Concrete resilience: Bridging international expertise for a sturdier tomorrow

Concrete is the most widely used construction material in the world because of its strength, versatility, cost-effectiveness, and ability to withstand a variety of environmental conditions. It’s used to create sprawling infrastructure, ultra-tall buildings, and resilient roadways.

But because concrete is brittle, these structures can still be vulnerable to high dynamic forces caused by collisions, rock falls, projectile impacts, and explosions. Such issues, unfortunately, have been gaining attention around the world, particularly in Ukraine and Israel, as human-made and natural disasters expose the fragility of concrete structures bearing extreme loads.

Eric Jacques, an assistant professor of civil and environmental engineering at Virginia Tech, has teamed up with Viktor Mechtcherine from the Institute of Construction Materials at Dresden University of Technology (TU Dresden) in Germany, to find proactive solutions that mitigate the catastrophic human and economic losses resulting from these vulnerabilities.

Making strong connections

Jacques, who directs the Shock Tube Laboratory at Virginia Tech, is no stranger to assessing the resilience of structures to blast and impact loads.

The facility, located at the Thomas M. Murray Structures Laboratory in Blacksburg, VA, boasts a large-scale gas-detonation blast simulator that uses the explosive power of an oxy-fuel mixture to mimic the intense blast waves produced during accidental explosions and terror attacks. With cutting-edge high-speed data acquisition and camera systems, Jacques’ team can analyze in detail how structures respond to these blasts.

The video on the left shows the shock tube testing a conventionally constructed reinforced concrete beam without strengthening layers. The video on the right shows a similar beam with novel cementitious strengthening layers that improved blast performance. Videos courtesy of Eric Jacques.

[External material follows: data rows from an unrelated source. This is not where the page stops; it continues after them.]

PR #206, opened 2021-01-19
Bug 1916897: narrow scope of rhsm transient bind mount

gabemontero:
/assign @bparees 

@nalind @smarterclayton

### DIFF
--- a/pkg/build/builder/daemonless.go
+++ b/pkg/build/builder/daemonless.go
@@ -32,6 +32,7 @@ import (
 
 	"github.com/openshift/builder/pkg/build/builder/cmd/dockercfg"
 	builderutil "github.com/openshift/builder/pkg/build/builder/util"
+	s2ifs "github.com/openshift/source-to-image/pkg/util/fs"
 )
 
 var (
@@ -259,10 +260,22 @@ func buildDaemonlessImage(sc types.SystemContext, store storage.Store, isolation
 	}
 
 	var transientMounts []string
-	if st, err := os.Stat("/run/secrets"); err == nil && st.IsDir() {
-		// Add a bind of /run/secrets, to pass along anything that the
-		// runtime mounted from the node into our /run/secrets.
-		transientMounts = append(transientMounts, "/run/secrets:/run/secrets:ro,nodev,noexec,nosuid")
+	if st, err := os.Stat("/run/secrets/rhsm"); err == nil && st.IsDir() {
+		// Add a bind of /run/secrets/rhsm, to pass along anything that the
+		// runtime mounted from the node into our /run/secrets/rhsm.
+		log.V(0).Infof("Adding transient rw bind mount for /run/secrets/rhsm")
+		tmpDir, err := ioutil.TempDir("/tmp", "rhsm-copy")
+		if err != nil {
+			log.V(0).Infof("Error creating tmpdir to set up /run/secrets/rhsm in build container: %s", err.Error())
+			return err
+		}
+		fs := s2ifs.NewFileSystem()
+		err = fs.CopyContents("/run/secrets/rhsm", tmpDir, map[string]string{})
+		if err != nil {
+			log.V(0).Infof("Error copying /run/secrets/rhsm to tmpdir %s: %s", tmpDir, err.Error())
+			return err
+		}
+		transientMounts = append(transientMounts, fmt.Sprintf("%s:/run/secrets/rhsm:rw,nodev,noexec,nosuid", tmpDir))
 	}
 
 	// Use a profile provided in the image instead of the default provided
--- a/cmd/main.go
+++ b/cmd/main.go
@@ -2,8 +2,6 @@ package main
 
 import (
 	"fmt"
-	"io"
-	"io/ioutil"
 	"math/rand"
 	"os"
 	"os/signal"
@@ -17,10 +15,10 @@ import (
 
 	"k8s.io/component-base/logs"
 
-	"github.com/openshift/library-go/pkg/serviceability"
-
 	"github.com/openshift/builder/pkg/build/builder"
 	"github.com/openshift/builder/pkg/version"
+	"github.com/openshift/library-go/pkg/serviceability"
+	s2ifs "github.com/openshift/source-to-image/pkg/util/fs"
 )
 
 func main() {
@@ -51,14 +49,15 @@ func main() {
 
 	clusterCASrc := fmt.Sprintf("%s/ca.crt", builder.SecretCertsMountPath)
 	clusterCADst := fmt.Sprintf("%s/cluster.crt", tlsCertRoot)
-	err := CopyFileIfExists(clusterCASrc, clusterCADst)
+	fs := s2ifs.NewFileSystem()
+	err := fs.Copy(clusterCASrc, clusterCADst, map[string]string{})
 	if err != nil {
 		fmt.Printf("Error setting up cluster CA cert: %v", err)
 		os.Exit(1)
 	}
 
 	runtimeCASrc := fmt.Sprintf("%s/certs.d", builder.ConfigMapCertsMountPath)
-	err = CopyDirIfExists(runtimeCASrc, runtimeCertRoot)
+	err = fs.CopyContents(runtimeCASrc, runtimeCertRoot, map[string]string{})
 	if err != nil {
 		fmt.Printf("Error setting up service CA cert: %v", err)
 		os.Exit(1)
@@ -69,60 +68,6 @@ func main() {
 	if err := command.Execute(); err != nil {
 		os.Exit(1)
 	}
-}
-
-// CopyDirIfExists recursively copies a directory to the destination path.
-// If the source directory does not exist, no error is returned.
-// If the destination directory exists, any contents with matching file names
-// will be overwritten.
-func CopyDirIfExists(src, dst string) error {
-	srcInfo, err := os.Stat(src)
-	if os.IsNotExist(err) {
-		return nil
-	}
-	if err = os.MkdirAll(dst, srcInfo.Mode()); err != nil {
-		return err
-	}
-	dirInfo, err := ioutil.ReadDir(src)
-	for _, info := range dirInfo {
-		srcPath := filepath.Join(src, info.Name())
-		dstPath := filepath.Join(dst, info.Name())
-		if info.IsDir() {
-			err = CopyDirIfExists(srcPath, dstPath)
-		} else {
-			err = CopyFileIfExists(srcPath, dstPath)
-		}
-		if err != nil {
-			return err
-		}
-	}
-	return nil
-}
-
-// CopyFileIfExists copies the source file to the given destination, if the source file exists.
-// If the destination file exists, it will be overwritten and will not copy file attributes.
-func CopyFileIfExists(src, dst string) error {
-	_, err := os.Stat(src)
-	if os.IsNotExist(err) {
-		return nil
-	}
-	in, err := os.Open(src)
-	if err != nil {
-		return err
-	}
-	defer in.Close()
-
-	out, err := os.Create(dst)
-	if err != nil {
-		return err
-	}
-	defer out.Close()
-
-	_, err = io.Copy(out, in)
-	if err != nil {
-		return err
-	}
-	return out.Close()
 }
 
 // CommandFor returns the appropriate command for this base name,


nalind:
Would we get the same effect by removing the code block the patch is modifying, and adding the spec to `imagecontent/etc/containers/mounts.conf`?

pkg/build/builder/daemonless.go
```diff
@@ -253,10 +253,11 @@ func buildDaemonlessImage(sc types.SystemContext, store storage.Store, isolation
...
 	var transientMounts []string
-	if st, err := os.Stat("/run/secrets"); err == nil && st.IsDir() {
-		// Add a bind of /run/secrets, to pass along anything that the
-		// runtime mounted from the node into our /run/secrets.
-		transientMounts = append(transientMounts, "/run/secrets:/run/secrets:ro,nodev,noexec,nosuid")
+	if st, err := os.Stat("/run/secrets/rhsm"); err == nil && st.IsDir() {
+		// Add a bind of /run/secrets/rhsm, to pass along anything that the
+		// runtime mounted from the node into our /run/secrets/rhsm.
+		log.V(0).Infof("Adding transient rw bind mount for /run/secrets/rhsm")
+		transientMounts = append(transientMounts, "/run/secrets/rhsm:/run/secrets/rhsm:rw,nodev,noexec,nosuid")
```
bparees, line 260: @nalind with this approach will writes to /run/secrets/rhsm from within the build container propagate to /run/secrets/rhsm in the build pod?  (we do not want that)

nalind: The bind mount will let it modify content in the build container.  Unless I'm misreading things, the node's `/usr/share/containers/mounts.conf` includes `/usr/share/rhel/secrets:/run/secrets` on a 4.6.6 cluster, so cri-o creates a copy of the contents of `/usr/share/rhel/secrets` and bind mounts it for each container that it creates.  While modifying the `/run/secrets` in the build container would modify its copy of the content, each container in the build pod has its own copy.

bparees: i don't think we want to allow any actions in the build container to affect content in the build pod containers.

nalind: Right, the other containers in the pod have their own copies of that content.

gabemontero: OK we have all green tests with this current form.  Given the discussion above, and @nalind 's https://github.com/openshift/builder/pull/206#issuecomment-763070962 do we want to try a separate commit where I remove this piece of code and re-introduce a master branch version of https://github.com/openshift/builder/blob/release-4.6/imagecontent/etc/containers/mounts.conf where we change `/run/secrets` to `/run/secrets/rhsm` ?

I'm also curious on seeing the `ls -R /run` dump from the new test in https://github.com/openshift/origin/pull/25810 to make sure there is nothing else we need to consider

bparees: I think I am failing at terminology here.

We have:
1) the node filesystem
2) the pod container's filesystem (multiple of these, but i only care about the one that's running the buildah code)
3) the filesystem of the container/chroot/whatever that buildah created and in which user logic is being executed (the dockerfile commands).

A command that writes to something in (3) must not affect any container filesystem in (2).

Right now it sounds like a write to something in (3) (/run/secrets/rhsm) is going to propagate to the pod container that is running buildah, in (2).

gabemontero:
OK @nalind @bparees I've pushed in a separate commit the alternate approach of removing the code in daemonless.go and re-introducing the mounts.conf file, but using /run/secrets/rhsm

I'm still trying to get a cluster with these change to try the DPTP Dockerfile with the chmod's ( a couple of clusterbot attempts have failed)

pkg/build/builder/daemonless.go
nalind: Entries in the `transientMounts` slice are bind mounts to the container's filesystem, which I think is case (2).  Making them read-write would allow commands run by RUN to modify them, and those changes would be preserved for subsequent RUN instructions and commands run in the same container.

For entries in `mounts.conf`, a copy of the data in the source location is created in a temporary location, and the bind mount is set up using that copy as the source location.  This happens separately for each RUN instruction, which is more like (3) but with no persistence between even different RUN instructions that I think (3) expects.

imagecontent/etc/containers/mounts.conf
```diff
@@ -0,0 +1 @@
+/run/secrets/rhsm:/run/secrets/rhsm
```
bparees, line 1: i think my concern that this results in writing changes through to the build pod's container remains.

pkg/build/builder/daemonless.go
bparees: ooook.

so how do we get "creates a copy when it sets up the mount, uses that copy for all RUN commands, allows RUN commands to write to the mount"?  because that is what we want :)

bparees: (if we can't easily get that, short of doing the copy ourselves prior to invoking buildah, we can probably live with what mounts.conf gets us since i doubt people are writing to this dir and caring about it)

nalind: As you've guessed, persisting that across the build is not a feature that's built-in.  I've just noticed that it persists this way with `ImageOptimizationSkipLayers`, but I think that's a bug.

xiuwang:
Launched cluster from this cluster, and trigger build from DPTP bc http://file.rdu.redhat.com/~hongkliu/dptp2021/bz1916897/content-mirror/app.ci.bc.content-mirror.yaml.

Build content-mirror-2 go to complete without /run/secret read only error.
$ oc get builds -n ci
NAME               TYPE     FROM          STATUS     STARTED             DURATION
content-mirror-2   Docker   Git@083b29e   Complete   About an hour ago   1m16s

Build httpd-ex-2 with source secret go to complete too.
$oc get builds
NAME         TYPE     FROM          STATUS                       STARTED          DURATION
httpd-ex-1   Source   Git           Failed (FetchSourceFailed)   5 minutes ago    4s
httpd-ex-2   Source   Git@092fbaa   Complete                     40 seconds ago   36s

gabemontero:
> Launched cluster from this cluster, and trigger build from DPTP bc http://file.rdu.redhat.com/~hongkliu/dptp2021/bz1916897/content-mirror/app.ci.bc.content-mirror.yaml.
> 
> Build content-mirror-2 go to complete without /run/secret read only error.
> $ oc get builds -n ci
> NAME TYPE FROM STATUS STARTED DURATION
> content-mirror-2 Docker Git@083b29e Complete About an hour ago 1m16s
> 
> Build httpd-ex-2 with source secret go to complete too.
> $oc get builds
> NAME TYPE FROM STATUS STARTED DURATION
> httpd-ex-1 Source Git Failed (FetchSourceFailed) 5 minutes ago 4s
> httpd-ex-2 Source Git@092fbaa Complete 40 seconds ago 36s

thanks for the confirmation @xiuwang ... I had trouble either launching or updating clusters yesterday and was unable to do this

@nalind @bparees and now just need to get consensus on the correct way to apply this fix.

gabemontero:
sig-api-machinery flakes in latest e2e-aws

/test e2e-aws

pkg/build/builder/daemonless.go
gabemontero: > As you've guessed, persisting that across the build is not a feature that's built-in. I've just noticed that it persists this way with `ImageOptimizationSkipLayers`, but I think that's a bug.

So to try and take ^^ @nalind to the next step, should the plan of action be:
- fix the `ImageOptimizationSkipLayers` "bug" that persists the `/run/secrets/rhsm` (assuming we change the mount above to that)
- if so where is that code?  buildah? containers/image ? somewhere else ?
- then go with this change, as that will get us our desire that @bparees articulated above of only having writes affect the container's copy and not future containers or containers running concurrently

nalind: My understanding is that we want that to persist across a given stage in the Dockerfile, i.e., to make the way this accidentally works in `ImageOptimizationSkipLayers` cases be the behavior we provide all the time.

buildah's CLI provides an option for running stages in parallel, and trying to share a single mount across multiple stages could unexpectedly break builds that expected the data to persist across stages, but which implicitly depended on changes made in one stage being carried into subsequent stages.  My thinking, then, is that attempting to share a set of secrets across multiple stages in builds that use multiple stages is not desirable.

The location we use for storing the copy of the secrets is currently tied to the lifetime of the rootfs it's being used with, and the rootfs gets replaced each time buildah commits a layer.  In the `ImageOptimizationNone` case, that usually happens multiple times in a stage.  Storing the secrets in a location that gets reused across each step in a build stage would require a patch to the logic in buildah that determines where they go, since it currently doesn't expose any API options around controlling that.  I don't think we'd want to start exposing an option to control that in the API, since we'd want the behavior to be consistent between CLIs like podman and builds in OpenShift, and exposing an option at the API level would invite exposing it in CLIs, and that is not something I'd personally want to encourage.

gabemontero: OK @nalind  ... so I'm going to try and translate that into precise code changes in the PR:
- both commits currently associated with this PR are not good as is
- it sounds like we should still remove this code block, which the most recent commit https://github.com/openshift/builder/pull/206/commits/145e6513def3fe2655993573d2e48234a6707cae does, but rather than bringing back mounts.conf and mounting /run/screts/rhsm, we need to copy those contents into container only storage, and somehow point buildah to that container only storage .... that would also reconcile with @bparees 's https://github.com/openshift/builder/pull/206#discussion_r560497593  ... and would get back to one of the options I listed in slack yesterday

Correct ?

nalind: The "create a copy and bind mount to that instead" logic is part of how `mounts.conf` entries are currently handled.  The thing I'd be looking to change is how long a particular copy is kept and reused.  The current behavior, which varies in a way that's affected by the optimization policy setting, is more an accident than an intentional design decision.

gabemontero: > The "create a copy and bind mount to that instead" logic is part of how `mounts.conf` entries are currently handled. The thing I'd be looking to change is how long a particular copy is kept and reused. The current behavior, which varies in a way that's affected by the optimization policy setting, is more an accident than an intentional design decision.

So can changing "how long a particular copy is kept and reused" in an intentional way instead of an accidental way be accomplished with the current containers/* API, and we just need to change openshift/builder code, or do we need help from you and/or others on the podman/buildah/etc. team to get what is required ?

Sorry, even with your detailed explanations, I am unable to answer that question for myself.

nalind: The logic that controls where the copy of the secrets goes is currently hard-coded in buildah, so the patch would at least include a change there.  Changing it in a way that required any changes in openshift/builder would also require similar changes in podman and in any other consumers of the library to keep the behavior consistent between them, so my inclination would be to keep the decision making around that as an implementation detail in buildah.

bparees: I think i need to take back what i said earlier about it being ok if each RUN/layer gets a fresh copy of /run/secrets/rhsm, because the way people use that dir is probably:

COPY somesecret /run/secrets/rhsm
RUN yum install something-that-needs-the-above-secret

so either we fix buildah to persist the writes between layers (even when using using the layer optimization mode) or we add logic that copies the content to a new location before invoking buildah, and then bindmounts it.

gabemontero: > I think i need to take back what i said earlier about it being ok if each RUN/layer gets a fresh copy of /run/secrets/rhsm, because the way people use that dir is probably:
> 
> COPY somesecret /run/secrets/rhsm
> RUN yum install something-that-needs-the-above-secret
> 
> so either we fix buildah to persist the writes between layers (even when using using the layer optimization mode) 

so does @bparees 's comment ^^ lead you to modifying your comment at https://github.com/openshift/builder/pull/206#discussion_r561256117 @nalind ?

> or we add logic that copies the content to a new location before invoking buildah, and then bindmounts it.

So if possible @bparees I'd like to get a little more specific on how ^^ would be done to make sure we have a common understanding.

I'm going to attempt a mixture of real code and pseudo code to get a good detail vs. length mix.

```
startingDir := "/tmp"   // or some other location we agree upon
tmpDir, err := ioutil.TempDir(startingDir, "rhsm-creds")
if err != nil {
  ...
}

// logic to do recursive copy of /run/secrets/rhsm to tmpDir
...

// reintroduce transient mounts path 
...
transientMounts = append(transientMounts, fmt.Sprintf("%s:/run/secrets/rhsm:rw,nodev,noexec,nosuid", tmpDir))

```

how far off is that ?

bparees: that looks pretty close to what i had in mind.

gabemontero: OK @bparees @nalind @xiuwang I've dropped the re-introduction of `mounts.conf` and pushed a new commit that does the tmpdir/compy/transient mount @bparees and I just discussed 

Let's see how the e2e's go.

I'll try to run dptp's BC against a cluster-bot cluster with this PR (hopefully I have better luck with cluster-bot today), but if you get cycles @xiuwang by all means give it a go as well

@adambkaplan FYI  (to the whole PR :-) )

pkg/build/builder/daemonless.go
```diff
@@ -212,6 +212,25 @@ func daemonlessProcessLimits() (defaultProcessLimits []string) {
 	return defaultProcessLimits
 }
 
+func copyRHSMData(source, destination string) error {
+	var err error = filepath.Walk(source, func(path string, info os.FileInfo, err error) error {
+		var relPath string = strings.Replace(path, source, "", 1)
```
nalind, line 217: Should this be calling `filepath.Rel(source, path)`?

pkg/build/builder/daemonless.go
```diff
@@ -253,10 +272,21 @@ func buildDaemonlessImage(sc types.SystemContext, store storage.Store, isolation
...
+	if st, err := os.Stat("/run/secrets/rhsm"); err == nil && st.IsDir() {
+		// Add a bind of /run/secrets/rhsm, to pass along anything that the
+		// runtime mounted from the node into our /run/secrets/rhsm.
+		log.V(0).Infof("Adding transient rw bind mount for /run/secrets/rhsm")
+		tmpDir, err := ioutil.TempDir("/tmp", "rhsm-copy")
+		if err != nil {
+			log.V(0).Infof("Error creating tmpdir to set up /run/secrets/rhsm in build container: %s", err.Error())
+			return err
+		}
+		err = copyRHSMData("/run/secrets/rhms", tmpDir)
```
nalind, line 284: Typo: rhms -> rhsm

gabemontero: oops will fix thanks

pkg/build/builder/daemonless.go
```diff
@@ -212,6 +212,25 @@ func daemonlessProcessLimits() (defaultProcessLimits []string) {
 	return defaultProcessLimits
 }
 
+func copyRHSMData(source, destination string) error {
```
adambkaplan, line 215: We have similar "copy directory contents" in https://github.com/openshift/builder/blob/master/cmd/main.go#L74-L126. Can we consolidate into a utility package?

adambkaplan (changes requested):

pkg/build/builder/daemonless.go
gabemontero: > We have similar "copy directory contents" in https://github.com/openshift/builder/blob/master/cmd/main.go#L74-L126. Can we consolidate into a utility package?

update for this ^^ pushed @adambkaplan

gabemontero:
api server connection refused on image eco

/test e2e-aws-image-ecosystem

pkg/build/builder/daemonless.go
nalind: Do we test this with directories that contain symlinks to directories?  I think `ioutil.ReadDir()` uses `lstat()`, which would return `os.FileInfo`s that returns `false` from `IsDir()`.

gabemontero: Yeah this aspect came up when researching golang recursive copy, but I stopped short of adding that complexity since `/run/secret/rhsm` does not have symlinks based on my testing, so I stopped short of changing this existing code path.

But I'll defer to you @nalind and @adambkaplan on if we want to add this in just in case.

gabemontero:
OK tests are passing, and I was able to verifiy DPTP's BC using an image build from this commit

There is the one remaining discussion thread on the copy and symlinks, and then squashing the commits

gabemontero:
I've pushed a separate commit for symlinks @nalind @adambkaplan ... used https://stackoverflow.com/questions/51779243/copy-a-folder-in-go as a ref

gabemontero:
sig-network failures e2e-aws

/test e2e-aws

gabemontero:
sig-network flakes in e2e-aws

/retest

gabemontero:
/assign @adambkaplan 
/assign @nalind 

I'll defer to @bparees if he wants to now be unassigned

pkg/build/builder/util.go
```diff
@@ -150,3 +153,69 @@ func ParseProxyURL(proxy string) (*url.URL, error) {
 
 	return proxyURL, err
 }
+
+// CopyDirIfExists recursively copies a directory to the destination path.
+// If the source directory does not exist, no error is returned.
+// If the destination directory exists, any contents with matching file names
+// will be overwritten.
+func CopyDirIfExists(src, dst string) error {
```
adambkaplan, line 161: Please add unit tests for this function, covering in particular:

1. Source directory not existing
2. Destination already existing (confirm files overwritten
3. Regular files copied
4. Symlinks copied.

pkg/build/builder/util.go
```diff
@@ -150,3 +153,69 @@ func ParseProxyURL(proxy string) (*url.URL, error) {
...
+	_, err = io.Copy(out, in)
+	if err != nil {
+		return err
+	}
+	return out.Close()
+}
+
+// CopySymLink preserves symlinks as the form of copy
+func CopySymLink(src, dst string) error {
+	link, err := os.Readlink(src)
```
adambkaplan, line 216: What if the symlink refers to an absolute path, instead of a relative path? Do we keep as is?

See also https://github.com/openshift/source-to-image/blob/2ed02f2351b48858b5cc358bbccf6fc4a2a284ef/pkg/util/fs/fs.go#L208-L229

pkg/build/builder/util.go
```diff
@@ -150,3 +153,69 @@ func ParseProxyURL(proxy string) (*url.URL, error) {
...
+		if err != nil {
+			return err
+		}
+	}
+	return nil
+}
+
+// CopyFileIfExists copies the source file to the given destination, if the source file exists.
+// If the destination file exists, it will be overwritten and will not copy file attributes.
+func CopyFileIfExists(src, dst string) error {
```
adambkaplan, line 190: Please add a unit test for this function.

adambkaplan (changes requested):
Something else to consider - we already have a "copy files & directories" library within source-to-image. Do we use that instead?

The default implementation copies symlinks by following the link and preserving the content.

https://github.com/openshift/source-to-image/tree/2ed02f2351b48858b5cc358bbccf6fc4a2a284ef/pkg/util/fs

gabemontero:
PR updated @adambkaplan to using s2i libs ... also went ahead and squashed commits - thanks!

gabemontero:
All green tests on our readonly /run PR @adambkaplan 

Reminder: follow up e2e's in https://github.com/openshift/origin/pull/25810 once this merges

adambkaplan:
/test e2e-aws-proxy

Want to make sure we didn't break the proxy CA generation, which I believe is utilized by git clone.

gabemontero:
e2e-aws-proxy succeeded @adambkaplan

adambkaplan (approved):
/lgtm

Once this merges we can verify with https://github.com/openshift/origin/pull/25810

Mechtcherine’s team is developing mineral based-cementitious composites containing a hybrid fiber reinforcing scheme consisting of continuous textile layers and short, randomly distributed micro-fibers.

“The novel protective layers lead to tremendous benefits in preserving structural integrity and human safety,” said Mechtcherine. “Short fibers provide an outstanding damage tolerance to an otherwise brittle mineral matrix, while optimizing the efficiency of textile reinforcements and preventing spalling. In addition, our composites exhibit high thermal stability and fire resistance.”

Their work is funded by the German Research Association Deutsche Forschungsgemeinschaft (DFG).

The partnership between Virginia Tech and TU Dresden has grown over time, fueled by the belief that Mechtcherine’s innovative mineral-bonded strengthening layers could significantly boost the blast resilience of reinforced concrete — a capability uniquely demonstrated by Jacques’ state-of-the-art shock tube.

One unique feature of this reinforced concrete is the self-centering capability. After enduring a blast, the structure is engineered to revert to its original position, which minimizes damage, curtails repair costs, and reduces downtime in the aftermath of a catastrophic event.

Putting theories to the test

This summer, five concrete beams — strengthened with various mineral-bonded composite layers — underwent explosive blast testing using the shock tube. Although each test was over in just a few milliseconds, the research represented over a year of detailed planning and teamwork between Virginia Tech’s Chris Jackson and TU Dresden’s Franz Bracklow and Cesare Signorini.

For three weeks, the trio mounted beams, set up instruments, and documented damage from the blasts. And they weren't alone in their endeavor. In Germany, two experts aided with troubleshooting and digital image correlation analysis. Their international collaboration was marked by daily online meetings, where the Virginia Tech team, visiting researchers, and German colleagues discussed results and strategized future tests.

The real action, however, lay in the tests themselves. Each beam, under the watchful eyes of high-speed cameras, was subjected to progressively increasing blast loads. The aim was to determine what blast magnitude each beam could withstand before the strengthening layer reached its breaking point.

The experiments showcased how the beam’s strengthening layers can activate self-centering, which allows the beam to return to a position close to its original state after a blast that would have otherwise destroyed an unprotected member.

“The cementitious strain-hardening layer dissipates blast energy through microcracking and fracturing of fiber-matrix bonds,” said Jacques. “Meanwhile, the carbon textile reinforcement behaves like a rubber band, stretching with the beam as it deforms under the blast pressure.”

When the blast subsides, the stored energy in this “rubber band” acts as a restoring force, countering the damage from the blast and returning the beam to its original position.